─── RECORDED INFORMATION
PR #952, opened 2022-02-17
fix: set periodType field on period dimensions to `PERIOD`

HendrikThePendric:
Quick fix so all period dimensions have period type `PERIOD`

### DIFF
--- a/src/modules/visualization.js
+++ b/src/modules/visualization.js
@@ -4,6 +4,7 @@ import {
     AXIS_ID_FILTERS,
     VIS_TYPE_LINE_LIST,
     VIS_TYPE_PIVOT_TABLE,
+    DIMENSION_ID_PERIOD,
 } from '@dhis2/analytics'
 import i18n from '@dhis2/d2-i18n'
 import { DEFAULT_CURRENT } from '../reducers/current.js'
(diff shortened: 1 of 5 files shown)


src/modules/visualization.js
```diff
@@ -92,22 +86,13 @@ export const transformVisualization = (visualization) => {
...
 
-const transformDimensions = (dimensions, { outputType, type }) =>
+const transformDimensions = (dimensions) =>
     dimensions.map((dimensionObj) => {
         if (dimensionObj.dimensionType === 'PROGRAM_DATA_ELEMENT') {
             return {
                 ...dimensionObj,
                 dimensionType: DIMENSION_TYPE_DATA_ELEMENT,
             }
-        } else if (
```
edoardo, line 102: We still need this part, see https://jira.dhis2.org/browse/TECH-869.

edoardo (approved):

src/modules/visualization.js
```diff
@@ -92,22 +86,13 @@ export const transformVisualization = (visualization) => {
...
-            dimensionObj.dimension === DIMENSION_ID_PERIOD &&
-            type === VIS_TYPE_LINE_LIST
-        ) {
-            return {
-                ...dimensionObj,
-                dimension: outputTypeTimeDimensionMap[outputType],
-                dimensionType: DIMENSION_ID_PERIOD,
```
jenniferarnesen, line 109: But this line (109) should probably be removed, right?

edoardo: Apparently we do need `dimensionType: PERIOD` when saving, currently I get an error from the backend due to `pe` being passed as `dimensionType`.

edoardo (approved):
──────
EXERCISE DESCRIPTION >>
Return what is listed above, exactly and completely.

SOLUTION TO THIS EXERCISE >>
PR #952, opened 2022-02-17
fix: set periodType field on period dimensions to `PERIOD`

HendrikThePendric:
Quick fix so all period dimensions have period type `PERIOD`

### DIFF
--- a/src/modules/visualization.js
+++ b/src/modules/visualization.js
@@ -4,6 +4,7 @@ import {
     AXIS_ID_FILTERS,
     VIS_TYPE_LINE_LIST,
     VIS_TYPE_PIVOT_TABLE,
+    DIMENSION_ID_PERIOD,
 } from '@dhis2/analytics'
 import i18n from '@dhis2/d2-i18n'
 import { DEFAULT_CURRENT } from '../reducers/current.js'
(diff shortened: 1 of 5 files shown)


src/modules/visualization.js
```diff
@@ -92,22 +86,13 @@ export const transformVisualization = (visualization) => {
...
 
-const transformDimensions = (dimensions, { outputType, type }) =>
+const transformDimensions = (dimensions) =>
     dimensions.map((dimensionObj) => {
         if (dimensionObj.dimensionType === 'PROGRAM_DATA_ELEMENT') {
             return {
                 ...dimensionObj,
                 dimensionType: DIMENSION_TYPE_DATA_ELEMENT,
             }
-        } else if (
```
edoardo, line 102: We still need this part, see https://jira.dhis2.org/browse/TECH-869.

edoardo (approved):

src/modules/visualization.js
```diff
@@ -92,22 +86,13 @@ export const transformVisualization = (visualization) => {
...
-            dimensionObj.dimension === DIMENSION_ID_PERIOD &&
-            type === VIS_TYPE_LINE_LIST
-        ) {
-            return {
-                ...dimensionObj,
-                dimension: outputTypeTimeDimensionMap[outputType],
-                dimensionType: DIMENSION_ID_PERIOD,
```
jenniferarnesen, line 109: But this line (109) should probably be removed, right?

edoardo: Apparently we do need `dimensionType: PERIOD` when saving, currently I get an error from the backend due to `pe` being passed as `dimensionType`.

edoardo (approved):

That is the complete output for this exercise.